It’s been three days since the outbreak of NotPetya, and we are beginning to learn more about it. Here are some quick things to know and some steps each company should take to help protect itself.
- NotPetya moves quickly within an infected system, using IT administrator tools (like Windows Management Instrumentation Command-line (WMIC) and PsExec) to avoid detection. Unlike WannaCry, however, NotPetya does not appear to search the Internet for other systems to infect.
- The first wave of the outbreak appears to have come through a software updating system used by Ukranian companies working with the Urkaine government. A second wave of infections came from a phishing campaign.
- While ostensibly acting as ransomware, researchers are questioning whether money is a motivating factor. Experts point to a crude payment mechanism that quickly was shut down, and the fact that NotPeyta’s outbreak centered in the Ukraine. There is some fear that the malware’s encryption is a smokescreen to install undetected new malware capable of delivering payloads, or simply to destroy systems and data.
- While the spread of infections appears to have slowed, the danger of infection remains.

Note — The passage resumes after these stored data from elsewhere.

PR #63, opened 2024-11-12
Implement parameter derivation for simple lottery.

tolikzinovyev:
## Content

Parameter derivation for simple lottery  based on section 4.1 of the paper. Uses binary search to find the optimal value of `rs`.

## Pre-submit checklist

- Branch
- PR
    - [x] Self-reviewed the diff
    - [x] Reviewer requested
- Documentation

## Issue(s)

### DIFF
--- a/src/simple_lottery/init.rs
+++ b/src/simple_lottery/init.rs
@@ -56,7 +56,7 @@ mod tests {
         let setup = make_setup(&params);
         assert_eq!(1488, setup.proof_size);
         let mu = setup.lottery_probability * params.set_size as f64;
-        assert!(mu > 2062.805);
+        assert!(mu > 2062.806);
         assert!(mu < 2062.807);
     }
 
@@ -71,8 +71,8 @@ mod tests {
         let setup = make_setup(&params);
         assert_eq!(1127, setup.proof_size);
         let mu = setup.lottery_probability * params.set_size as f64;
-        assert!(mu > 1473.0);
-        assert!(mu < 1474.0);
+        assert!(mu > 1473.574);
+        assert!(mu < 1473.575);
     }
 
     #[test]
--- a/src/simple_lottery/init.rs
+++ b/src/simple_lottery/init.rs
@@ -17,15 +17,15 @@ pub fn make_setup(params: &Params) -> Setup {
 
     loop {
         let middle = (left + right) / 2.0;
-        let rs = middle;
-        let rc = ratio / rs;
+        let ratio_soundness = middle; // rs
+        let ratio_completeness = ratio / ratio_soundness; // rc
 
-        let lhs = params.soundness_param / (rs.ln() - 1.0 + 1.0 / rs);
-        let rhs = params.completeness_param / (rc - 1.0 - rc.ln());
+        let lhs = params.soundness_param / (ratio_soundness.ln() - 1.0 + 1.0 / ratio_soundness);
+        let rhs = params.completeness_param / (ratio_completeness - 1.0 - ratio_completeness.ln());
 
         if (middle <= left) || (middle >= right) {
             let u = (lhs.max(rhs) * LN_2).ceil();
-            let mu = u * rc;
+            let mu = u * ratio_completeness;
             return Setup {
                 proof_size: u as u64,
                 lottery_probability: mu / params.set_size as f64,
--- a/src/simple_lottery/init.rs
+++ b/src/simple_lottery/init.rs
@@ -9,24 +9,22 @@ use std::f64::consts::LN_2;
 pub fn make_setup(params: &Params) -> Setup {
     let ratio = params.set_size as f64 / params.lower_bound as f64;
 
-    // Execute binary search for the optimal value of `rs`.
+    // Execute binary search for the optimal value of `rs` in the interval
+    // ]1.0, ratio[.
 
-    let mut l: f64 = 0.0;
-    let mut r: f64 = ratio;
+    let mut left: f64 = 1.0;
+    let mut right: f64 = ratio;
 
     loop {
-        let m = (l + r) / 2.0;
-        let rs = m;
+        let middle = (left + right) / 2.0;
+        let rs = middle;
         let rc = ratio / rs;
 
         let lhs = params.soundness_param / (rs.ln() - 1.0 + 1.0 / rs);
         let rhs = params.completeness_param / (rc - 1.0 - rc.ln());
 
-        if (m <= l) || (m >= r) {
-            let lhs = lhs * LN_2;
-            let rhs = rhs * LN_2;
-            let max = if lhs > rhs { lhs } else { rhs };
-            let u = max.ceil();
+        if (middle <= left) || (middle >= right) {
+            let u = (lhs.max(rhs) * LN_2).ceil();
             let mu = u * rc;
             return Setup {
                 proof_size: u as u64,
@@ -35,9 +33,9 @@ pub fn make_setup(params: &Params) -> Setup {
         }
 
         if lhs > rhs {
-            l = m;
+            left = middle;
         } else {
-            r = m;
+            right = middle;
         }
     }
 }
--- a/src/simple_lottery/init.rs
+++ b/src/simple_lottery/init.rs
@@ -44,79 +44,90 @@ pub fn make_setup(params: &Params) -> Setup {
 mod tests {
     use super::super::params::Params;
     use super::make_setup;
+    use test_case::test_case;
 
-    #[test]
-    fn basic() {
-        let params = Params {
+    #[derive(Debug, Clone, Copy)]
+    struct Expected {
+        u: u64,     // proof size
+        mu_lb: f64, // average communication lower bound
+        mu_ub: f64, // average communication upper bound
+    }
+
+    #[test_case(
+        Params {
             soundness_param: 128.0,
             completeness_param: 128.0,
             set_size: 200,
             lower_bound: 100,
+        },
+        Expected {
+            u: 1488,
+            mu_lb: 2062.806,
+            mu_ub: 2062.807,
         };
-        let setup = make_setup(&params);
-        assert_eq!(1488, setup.proof_size);
-        let mu = setup.lottery_probability * params.set_size as f64;
-        assert!(mu > 2062.806);
-        assert!(mu < 2062.807);
-    }
-
-    #[test]
-    fn different_lambdas() {
-        let params = Params {
+        "basic"
+    )]
+    #[test_case(
+        Params {
             soundness_param: 128.0,
             completeness_param: 64.0,
             set_size: 200,
             lower_bound: 100,
+        },
+        Expected {
+            u: 1127,
+            mu_lb: 1473.574,
+            mu_ub: 1473.575,
         };
-        let setup = make_setup(&params);
-        assert_eq!(1127, setup.proof_size);
-        let mu = setup.lottery_probability * params.set_size as f64;
-        assert!(mu > 1473.574);
-        assert!(mu < 1473.575);
-    }
-
-    #[test]
-    fn fractional_ratio() {
-        let params = Params {
+        "different_lambdas"
+    )]
+    #[test_case(
+        Params {
             soundness_param: 128.0,
             completeness_param: 128.0,
             set_size: 150,
             lower_bound: 100,
+        },
+        Expected {
+            u: 4328,
+            mu_lb: 5264.558,
+            mu_ub: 5264.559,
         };
-        let setup = make_setup(&params);
-        assert_eq!(4328, setup.proof_size);
-        let mu = setup.lottery_probability * params.set_size as f64;
-        assert!(mu > 5264.558);
-        assert!(mu < 5264.559);
-    }
-
-    #[test]
-    fn small_lambda_reliability() {
-        let params = Params {
+        "fractional_ratio"
+    )]
+    #[test_case(
+        Params {
             soundness_param: 128.0,
             completeness_param: 1.0,
             set_size: 200,
             lower_bound: 100,
+        },
+        Expected {
+            u: 527,
+            mu_lb: 554.495,
+            mu_ub: 554.496,
         };
-        let setup = make_setup(&params);
-        assert_eq!(527, setup.proof_size);
-        let mu = setup.lottery_probability * params.set_size as f64;
-        assert!(mu > 554.495);
-        assert!(mu < 554.496);
-    }
-
-    #[test]
-    fn small_lambda_security() {
-        let params = Params {
+        "small_lambda_reliability"
+    )]
+    #[test_case(
+        Params {
             soundness_param: 1.0,
             completeness_param: 128.0,
             set_size: 200,
             lower_bound: 100,
+        },
+        Expected {
+            u: 358,
+            mu_lb: 672.362,
+            mu_ub: 672.363,
         };
+        "small_lambda_security"
+    )]
+    fn all(params: Params, expected: Expected) {
         let setup = make_setup(&params);
-        assert_eq!(358, setup.proof_size);
+        assert_eq!(expected.u, setup.proof_size);
         let mu = setup.lottery_probability * params.set_size as f64;
-        assert!(mu > 672.362);
-        assert!(mu < 672.363);
+        assert!(mu > expected.mu_lb);
+        assert!(mu < expected.mu_ub);
     }
 }
--- a/src/simple_lottery/init.rs
+++ b/src/simple_lottery/init.rs
@@ -89,4 +89,34 @@ mod tests {
         assert!(mu > 5264.558);
         assert!(mu < 5264.559);
     }
+
+    #[test]
+    fn small_lambda_reliability() {
+        let params = Params {
+            soundness_param: 128.0,
+            completeness_param: 1.0,
+            set_size: 200,
+            lower_bound: 100,
+        };
+        let setup = make_setup(&params);
+        assert_eq!(527, setup.proof_size);
+        let mu = setup.lottery_probability * params.set_size as f64;
+        assert!(mu > 554.495);
+        assert!(mu < 554.496);
+    }
+
+    #[test]
+    fn small_lambda_security() {
+        let params = Params {
+            soundness_param: 1.0,
+            completeness_param: 128.0,
+            set_size: 200,
+            lower_bound: 100,
+        };
+        let setup = make_setup(&params);
+        assert_eq!(358, setup.proof_size);
+        let mu = setup.lottery_probability * params.set_size as f64;
+        assert!(mu > 672.362);
+        assert!(mu < 672.363);
+    }
 }
--- a/src/simple_lottery/init.rs
+++ b/src/simple_lottery/init.rs
@@ -7,6 +7,8 @@ use std::f64::consts::LN_2;
 
 /// Calculates Setup parameters.
 pub fn make_setup(params: &Params) -> Setup {
+    // The following follows section 4.1 of the ALBA paper. https://eprint.iacr.org/2023/1655
+
     let ratio = params.set_size as f64 / params.lower_bound as f64;
 
     // Execute binary search for the optimal value of `rs` in the interval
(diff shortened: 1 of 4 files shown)


src/simple_lottery/init.rs
```diff
@@ -0,0 +1,94 @@
+//! Parameter derivation for simple lottery.
+
+use super::params::Params;
+use super::setup::Setup;
+
+use std::f64::consts::LN_2;
+
+/// Calculates Setup parameters.
+pub fn make_setup(params: &Params) -> Setup {
```
djetchev, line 9: Just a question: are we planning to expose this function to the public API (i.e., allow the users to call it)? If so, we might consider adding more specific comments on its usage - something like the `prove/verify` functions in @rrtoledo 's PRs. Here is a suggested template for the docs: 
```
 /// Adds two numbers together.
///
/// # Arguments
///
/// * `a` - The first integer to add.
/// * `b` - The second integer to add.
///
/// # Returns
///
/// An integer that is the sum of `a` and `b`.
///
/// # Examples
///
/// ```
/// let result = add(2, 3);
/// assert_eq!(result, 5);
/// ```
```
My comment is identical to the comments in @rrtoledo 's PRs.

src/simple_lottery/init.rs
```diff
@@ -0,0 +1,94 @@
...
+        let rs = m;
+        let rc = ratio / rs;
+
+        let lhs = params.soundness_param / (rs.ln() - 1.0 + 1.0 / rs);
+        let rhs = params.completeness_param / (rc - 1.0 - rc.ln());
+
+        if (m <= l) || (m >= r) {
+            let lhs = lhs * LN_2;
+            let rhs = rhs * LN_2;
+            let max = if lhs > rhs { lhs } else { rhs };
```
djetchev, line 28: Why not simply use 
```
let max = lhs.max(rhs);
```

src/simple_lottery/init.rs
```diff
@@ -0,0 +1,94 @@
...
+
+use std::f64::consts::LN_2;
+
+/// Calculates Setup parameters.
+pub fn make_setup(params: &Params) -> Setup {
+    let ratio = params.set_size as f64 / params.lower_bound as f64;
+
+    // Execute binary search for the optimal value of `rs`.
+
+    let mut l: f64 = 0.0;
```
djetchev, line 14: I know it's a pedantic personal preference :)  but I prefer giving slightly more descriptive names than `l`, `m`, `r`: 
`l` --> `left`
`r` --> `middle`
... 
specifically, I'll rename `rs` and `rc` to something more descriptive as it's not very intuitive what the abbreviations mean.

src/simple_lottery/init.rs
```diff
@@ -0,0 +1,94 @@
...
+        let rc = ratio / rs;
+
+        let lhs = params.soundness_param / (rs.ln() - 1.0 + 1.0 / rs);
+        let rhs = params.completeness_param / (rc - 1.0 - rc.ln());
+
+        if (m <= l) || (m >= r) {
+            let lhs = lhs * LN_2;
+            let rhs = rhs * LN_2;
+            let max = if lhs > rhs { lhs } else { rhs };
+            let u = max.ceil();
```
djetchev, line 29: e.g., we can replace `u` --> `proof_size`

src/simple_lottery/init.rs
```diff
@@ -0,0 +1,94 @@
...
+    let mut r: f64 = ratio;
+
+    loop {
+        let m = (l + r) / 2.0;
+        let rs = m;
+        let rc = ratio / rs;
+
+        let lhs = params.soundness_param / (rs.ln() - 1.0 + 1.0 / rs);
+        let rhs = params.completeness_param / (rc - 1.0 - rc.ln());
+
```
djetchev, line 24: Since `left` and `right` are floating point numbers, don't you want to check some sort of convergence (e.g., if `right - left < EPS`, you break the loop)?

src/simple_lottery/init.rs
```diff
@@ -0,0 +1,94 @@
...
+    }
+}
+
+#[cfg(test)]
+mod tests {
+    use super::super::params::Params;
+    use super::make_setup;
+
+    #[test]
+    fn basic() {
```
rrtoledo, line 51: You should merge these 3 tests in one, say `test_correctness`, and iter on an array of `(Setup, expected_u, expected_mu)`, as the test names ("basic" and "fractional ratio") do not give much information and, so far, you have not distinguished in the parameter generation the case where the lambdas are equal.

rrtoledo (changes requested):
Overall, the code is clean and good. 
You have made an error on the dichotomic search lower bound and I think also the mu computation however. You could also process more quickly the case when the lambdas are equal.

src/simple_lottery/init.rs
```diff
@@ -0,0 +1,94 @@
...
+    #[test]
+    fn different_lambdas() {
+        let params = Params {
+            soundness_param: 128.0,
+            completeness_param: 64.0,
+            set_size: 200,
+            lower_bound: 100,
+        };
+        let setup = make_setup(&params);
+        assert_eq!(1127, setup.proof_size);
```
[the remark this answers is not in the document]
curiecrypt: +1
I think we should be making assertions for some related bounds.
For example, if the params are set as above, then we should say that the calculated `u` and `mu` should be larger than some values like `limit_u` and `limit_mu`.

src/simple_lottery/init.rs
```diff
@@ -0,0 +1,94 @@
...
+        };
+        let setup = make_setup(&params);
+        assert_eq!(1488, setup.proof_size);
+        let mu = setup.lottery_probability * params.set_size as f64;
+        assert!(mu > 2062.805);
+        assert!(mu < 2062.807);
+    }
+
+    #[test]
+    fn different_lambdas() {
```
curiecrypt, line 66: Do we also need to test the following case:
```rust
let params = Params {
            soundness_param: 64.0,
            completeness_param: 128.0,
...
```

src/simple_lottery/init.rs
```diff
@@ -0,0 +1,94 @@
...
+/// Calculates Setup parameters.
+pub fn make_setup(params: &Params) -> Setup {
+    let ratio = params.set_size as f64 / params.lower_bound as f64;
+
+    // Execute binary search for the optimal value of `rs`.
+
+    let mut l: f64 = 0.0;
+    let mut r: f64 = ratio;
+
+    loop {
```
curiecrypt, line 17: This infinite loop construction concerns me a bit. If we insist on using this structure, we must ensure that we never have a case that lasts forever.
Even if we test it for "fair enough" number of times, can we say that we never get in to an infinite loop?

src/simple_lottery/init.rs
curiecrypt: +1
Also, we should adopt the style @rrtoledo used in [here](https://github.com/cardano-scaling/alba/blob/5c4b4c35c8565344fa4c01f6217c26ab11c5f9ed/src/simple_lottery.rs#L128)

curiecrypt (changes requested):
Thanks @tolikzinovyev, the algorithm seems simple and efficient. However, we should agree on some coding style.

src/simple_lottery/init.rs
tolikzinovyev: This is mostly a stylistic preference, but I prefer simple tests without loops since they give more confidence that they test the right thing (no bugs in the tests). Also, if a test fails, it is clear which one fails, unlike with a loop.

src/simple_lottery/init.rs
```diff
@@ -0,0 +1,94 @@
...
+    fn basic() {
+        let params = Params {
+            soundness_param: 128.0,
+            completeness_param: 128.0,
+            set_size: 200,
+            lower_bound: 100,
+        };
+        let setup = make_setup(&params);
+        assert_eq!(1488, setup.proof_size);
+        let mu = setup.lottery_probability * params.set_size as f64;
```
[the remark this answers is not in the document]
tolikzinovyev: No, `mu` is just `p * n_p`, doesn't need to be integer.

src/simple_lottery/init.rs
tolikzinovyev: I don't think so. The point of this test is to check that the code uses the right lambdas in the right places. For example, a buggy implementation could use only one lambda, or swap the two lambdas.

src/simple_lottery/init.rs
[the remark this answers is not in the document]
tolikzinovyev: @rrtoledo calculated by hand
@curiecrypt I'm not sure what you are suggesting, what would `limit_u` and `limit_mu` be?

src/simple_lottery/init.rs
```diff
@@ -0,0 +1,94 @@
...
+
+    let mut l: f64 = 0.0;
+    let mut r: f64 = ratio;
+
+    loop {
+        let m = (l + r) / 2.0;
+        let rs = m;
+        let rc = ratio / rs;
+
+        let lhs = params.soundness_param / (rs.ln() - 1.0 + 1.0 / rs);
```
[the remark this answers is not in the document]
rrtoledo: `soundness_bound` then? Any variant of it to make it more descriptive and to make it more distinctive from the `l` and `r` afterwards would be great.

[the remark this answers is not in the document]
rrtoledo: Precomputing one variable shouldn't affect readability that much, especially if you name it well (e.g. `one_over_rs` or `rs_inv`).

src/simple_lottery/init.rs
```diff
@@ -0,0 +1,94 @@
...
+pub fn make_setup(params: &Params) -> Setup {
+    let ratio = params.set_size as f64 / params.lower_bound as f64;
+
+    // Execute binary search for the optimal value of `rs`.
+
+    let mut l: f64 = 0.0;
+    let mut r: f64 = ratio;
+
+    loop {
+        let m = (l + r) / 2.0;
```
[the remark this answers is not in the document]
rrtoledo: This can be done with more comments?

src/simple_lottery/init.rs
```diff
@@ -0,0 +1,94 @@
...
+use super::params::Params;
+use super::setup::Setup;
+
+use std::f64::consts::LN_2;
+
+/// Calculates Setup parameters.
+pub fn make_setup(params: &Params) -> Setup {
+    let ratio = params.set_size as f64 / params.lower_bound as f64;
+
+    // Execute binary search for the optimal value of `rs`.
```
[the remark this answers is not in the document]
rrtoledo: It is much more efficient though. 
Yes, we shouldn't run the setup many times, and it can be done beforehand, but I do not think adding a 6 line long block would make the code less readable or harder to maintain.

src/simple_lottery/init.rs
```diff
@@ -0,0 +1,94 @@
...
+
+        let lhs = params.soundness_param / (rs.ln() - 1.0 + 1.0 / rs);
+        let rhs = params.completeness_param / (rc - 1.0 - rc.ln());
+
+        if (m <= l) || (m >= r) {
+            let lhs = lhs * LN_2;
+            let rhs = rhs * LN_2;
+            let max = if lhs > rhs { lhs } else { rhs };
+            let u = max.ceil();
+            let mu = u * rc;
```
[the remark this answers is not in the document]
rrtoledo: I do not say `u` is not an integer. I was reading the formula from the paper that uses the bound and not `u` directly and so hoped for a better value:
```µ ≥ max { λsec · ln 2 / (ln rs − 1 + 1/rs) · rc, λrel · ln 2 / (rc − 1 − ln rc) · rc }.```
Peraphs the paper is wrong and there should be some `ceil` here.

File: src/simple_lottery/init.rs (hunk 13 above)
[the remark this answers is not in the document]
Comment (rrtoledo) [reply src/simple_lottery/init.rs]: Perhaps French or western european? I am not sure. I think it is to differentite from tuples `(,)`.
p.s. In France, we would use  double brackets `]] , [[` to precise we are working with integer (of course this is not the case here).

File: src/simple_lottery/init.rs (hunk 10 above)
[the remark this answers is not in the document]
Comment (rrtoledo) [reply src/simple_lottery/init.rs:58]: That's not how it is defined in the paper though (p is defined by mu):
```
The simple lottery scheme is parametrized by the expected number of network participants µ. Let H be a random oracle that outputs 1 with probability p = µ / np and 0 otherwise.
```

File: src/simple_lottery/init.rs (hunk 6 above)
Comment (rrtoledo) [reply src/simple_lottery/init.rs:49]: There are no differences between the tests though (they test the exact same function, which has no forks/cases). It does not make sense to separate them. Especially if you want to add more values, it means writing another test instead of just adding a test vector.

File: src/simple_lottery/init.rs (hunk 5 above)
Comment (rrtoledo) [reply src/simple_lottery/init.rs:25]: I would not say that the goal of doing this is to optimize the code though but to follow the logic of what we want to do: we want to find `rs` such that the u given by each bounds are equal.

File: src/simple_lottery/init.rs (hunk 1 above)
Comment (rrtoledo) [reply src/simple_lottery/init.rs:9]: Already done in https://github.com/cardano-scaling/alba/pull/66

File: src/simple_lottery/init.rs (hunk 7 above)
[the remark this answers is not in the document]
Comment (rrtoledo) [reply src/simple_lottery/init.rs:72]: I think @curiecrypt just wants to check that the values you get are greater than the bounds, not equal to some values.

File: src/simple_lottery/init.rs (hunk 6 above)
Comment (tolikzinovyev) [reply src/simple_lottery/init.rs]: I changed the tests to use parameterized test instances which reduce code duplication. Other benefits:
1. no complicated logic in tests (loops)
2. each test case is treated as its own test, so if a test fails, you know which one
```running 5 tests
test simple_lottery::init::tests::all::basic ... ok
test simple_lottery::init::tests::all::different_lambdas ... ok
test simple_lottery::init::tests::all::small_lambda_reliability ... ok
test simple_lottery::init::tests::all::fractional_ratio ... ok
test simple_lottery::init::tests::all::small_lambda_security ... ok
```
Take a look!

src/simple_lottery/init.rs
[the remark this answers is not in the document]
tolikzinovyev: It would add an extra code path with no clear benefit. I'm against extra complexity until it is justified by real requirements.

src/simple_lottery/init.rs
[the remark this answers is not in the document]
tolikzinovyev: What is the advantage of your proposal? I'm currently unable see what it would improve.

src/simple_lottery/init.rs
tolikzinovyev: renamed `rs`, `rc` for consistency

src/simple_lottery/init.rs
rrtoledo: Let's go a step backward to see what we are trying to achieve. 

The code here has a clear goal: finding the minimal `u`. We do so by doing a dichotomic search on `rs`. What are the conditions when iterating on `rs`? We have 3: `rs` and `rc` must be stricter than  - this is already implicitely handled by the bounds of the dichotomic search- and we want to converge the soundness and completeness bounds, that is `|(lhs * ln2).ceil() - (rhs * ln2).ceil()| = 0` .

Now, this repository is supposed to be a reference implementation, you say yourself in the design document. Hence, we are aiming at being clear about what each piece of code is doing. Do we think that we should have undocumented code that goes straight for the solution without explaining some intricacies, not only about the algorithm but also how it was implemented (for instance the variable names, why looping as done here is fine and the expected number of iterations (your talk about f64 precision))? Or should we make an effort to be clear by having meaningful and coherent variable names, checks and tests? I lean towards the latter.

Most of the review comments, and more globally general decisions, so far have aimed at that goal. There has of course also been here and there some changes and optimizations asked, I won't deny that. But if you look at the history of this repository, you will see that we have already made some along the way that were deemed reasonable at some point in time (for instance, reusing values in the `centralized_telescope` setup) and so it is coherent to continue in that fashion. It is in the developer's, reviewer's best interest to keep a similar coding style afterall.

 To go back to the bound, `|(lhs * ln2).ceil() - (rhs * ln2).ceil()| = 0`. 
> Aren't I talking about optimizing the code here? 

I am, it is an optimization, and that is fine. It is also not my only point.
    
> Which of the goals does the current code not solve?

The code is not the clearest. We should strive for better variable names, more documentation, and  specifying what we are trying to do. The paper moreover can be hard to understand, you highlighted before some of its weaknesses and people have been confused about parts of it (the role of `nf` and `np` for instance as confounded more than one person, I also personally discussed with Pyrrhos more than once about part of the paper). We have an opportunity here to improve on it, let's do it.

src/simple_lottery/init.rs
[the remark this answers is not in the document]
rrtoledo: The name `lhs` only stands for "left hand side". Why left? Is it simply because it is written on the left of the bound check in the paper or for some other reason? I do not know.

At the moment, `lhs` is less descriptive and meaningful than `soundness_bound`. This value moreover is still a bound for `u,` perhaps loose, right, perhaps not sufficient but still necessary. If this is a problem, we can always multiply it by `ln2`.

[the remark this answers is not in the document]
rrtoledo: I have mostly mentioned this to mirror similar optimizations we have made on `centralized_telescope`'s setup. 

It might be a small optimization, but for coherency, it would be better to keep the same coding style.

src/simple_lottery/init.rs
rrtoledo: Adding more tests now is indeed easier, thanks a lot for that.

This change however does not change the fact that you are not testing different cases of the code, or checking explicitely that the lambdas are computed correctly. Hence the way you split the tests seem artificial (why checking in particular smalll lambda reliability if the formula is the same regardless on how high or low this lambda is?).

If you do want to check something precisely, I would encourage you to use loops contrary to what you say. Having only one test_vector is putting the code at risk of a false positive, the code could also be tailored for this specific value.

tolikzinovyev: > This change however does not change the fact that you are not testing different cases of the code

Can you elaborate what you mean? What cases do I not check?

> checking explicitely that the lambdas are computed correctly

lambdas are not computed, they are inputs, I'm not sure what you mean

> why checking in particular smalll lambda reliability

to test that the binary search moves in the right direction

> If you do want to check something precisely, I would encourage you to use loops

Could you explain what this loop would look like? What does iterate over and what does it check in each iteration? Pseudo-code would be ideal.

> the code could also be tailored for this specific value

This can be true of any code. Tests generally do not aim to test all possible inputs. The goal is only to test different "behaviors" of the code (including all edge cases).

src/simple_lottery/init.rs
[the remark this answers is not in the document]
tolikzinovyev: I don't know what change you are proposing though. Note that the expected value of a random variable is often fractional even when the random variable itself is. For example, the expected value of a normal 6-sided die after a roll is (1+2+...+6) / 6 = 3.5.

src/simple_lottery/init.rs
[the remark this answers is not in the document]
rrtoledo: There is a clear benefit. We would not have to go through a loop and directly output the result. We would also be closer to the paper, which always is helpful for a reference implementation.

src/simple_lottery/init.rs
tolikzinovyev: I like randomized tests but they never replace basic deterministic unit tests. In this case, what would you check in randomized tests? I still don't see what you are proposing exactly.

src/simple_lottery/init.rs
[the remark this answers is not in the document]
tolikzinovyev: > We would not have to go through a loop and directly output the result.

And what would be the benefit of that?

src/simple_lottery/init.rs
tolikzinovyev: What I mean is, mathematically `lhs` and `rhs` exist, but given that we use floating-point numbers with fixed precision, there might not a representation that satisfy the formula.

What comments would you like to add?

rrtoledo (approved):
LGTM

curiecrypt (approved):
LGTM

Essential steps to take to try to reduce the risk of having your company’s network infected:
- Update your software. Obsolete versions of Microsoft Windows are especially vulnerable, but it is critical that systems be updated with the latest security patches to cure existing vulnerabilities that malware seeks to exploit. However, NotPetya is able to infect many patched systems if it gains an entry point, so patching alone is not enough.
- Train your employees on cyber risks and appropriate behavior when opening emails or surfing the Internet.
- Improve and implement threat detection capabilities in your company’s system, especially internal anomalous activity detection. Hackers are using IT tools to move within a system to avoid detection by outdated security mechanisms.
- Vendors and service providers are a real and significant risk of malware. Know what cybersecurity measures and data policies are used by your vendors. Ensure that risk is appropriately allocated in your company’s vendor agreements.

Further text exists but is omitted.